This harsh race for the Democratic nomination has boiled well beyond the melting point of igneous rock, and today's meltdown - by the erstwhile king of the netroots bloggers, no less - is no cooler. Indeed, the intemperate screed launched by Markos Moulitsas, founder of the DailyKos, singed every Democrat who read it and had to give those of us who battle it out online a reason to pause (or in one case, to purr at a pat on the head). Put on your asbestos suits and read what Kos said about the campaign of Senator Hillary Clinton:
She is willing -- nay, eager to split the party apart in her mad pursuit of power.
This sad embarassment has me eager, nay, desperate for another path. I'm sick of fighting nasty Democrats 'round here. Besides, it's St. Patrick's Day and as MA Peel reminds me, "something in the Celtic soul that has a natural affinity for the complex and the poetic."
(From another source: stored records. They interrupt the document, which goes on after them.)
PR #1077, opened 2025-07-02
Fix(vello_hybrid): Exceeded WebGPU buffer size limit

grebmeg:
This is a WebGPU buffer size limit error. Here's what's happening:
- Current limit: WebGPU device is configured with a maximum buffer size of 256MB
- Attempted usage: The application is trying to use a buffer of 1GB
- Hardware capability: Graphics adapter actually supports up to 4GB

### DIFF
--- a/sparse_strips/vello_hybrid/examples/wgpu_webgl/src/lib.rs
+++ b/sparse_strips/vello_hybrid/examples/wgpu_webgl/src/lib.rs
@@ -54,6 +54,7 @@ impl RendererWrapper {
                         // (8). Some devices (including CI) support only up to 4.
                         max_color_attachments: 4,
                         max_texture_dimension_2d: adapter.limits().max_texture_dimension_2d,
+                        max_buffer_size: adapter.limits().max_buffer_size,
                         ..wgpu::Limits::downlevel_webgl2_defaults()
                     },
                     ..Default::default()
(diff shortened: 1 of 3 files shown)


sparse_strips/vello_hybrid/examples/wgpu_webgl/src/lib.rs
```diff
@@ -54,6 +54,7 @@ impl RendererWrapper {
                         // (8). Some devices (including CI) support only up to 4.
                         max_color_attachments: 4,
                         max_texture_dimension_2d: adapter.limits().max_texture_dimension_2d,
+                        max_buffer_size: adapter.limits().max_buffer_size,
```
ajakubowicz-canva, line 57: I'm not completely clear, how does this resolve the issue?

ajakubowicz-canva (approved):
Didn't manually test, very nice small fix!

sparse_strips/vello_hybrid/examples/wgpu_webgl/src/lib.rs
grebmeg: The original code uses WebGL2’s default `max_buffer_size`, which is 256 MB. However, the new code calculates a required buffer size for the atlas texture based on `max_texture_dimension_2d` that exceeds 256 MB, causing a failure. That said, the adapter actually supports a higher limit of 4 GB, so we can safely use that here.
I think a similar approach is already applied in the line above for `max_texture_dimension_2d`.

ajakubowicz-canva: Ah I understand! Gotcha!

So we need a third way, and I don't mean Al Gore at the convention (though, for the first time I might welcome a compromise candidate in this mess) - I'm talking culture. The fab Ms. Peel, good Irish lass that she is, has a great up over at newcritics titled Irish Altered States. She plumbs the film Kings from Tom Collins, and the play The Seafarer, by Conor McPherson. Here's a taste, but head over and leave your thoughts:
Can all these Irish souls be in such constant pain that they need to
be continously anesthetized? I don’t know if that’s how McPherson and
Collins see it. Some of the characters dance around stereotypes, but
then become more dimensional. As for the cosmic root of the
drinking–the centuries of oppression idea is not so far-fetched. It’s
certainly part of what created the Irish epithet: “their wars are happy
and all their songs are sad.”
To someone on the outside, it’s hard not to see an underlying
sadness in these daily lives, yet you admire them for getting on with
it all, as best they can.
To those on the outside of this political blogging whirl, those of us engaged in the warfare of words must also feel some of that underlying sadness - the Irish of it. I do. Hence, the salve of skippy - the moral equivalent of a pint of Guinness on this fine evening.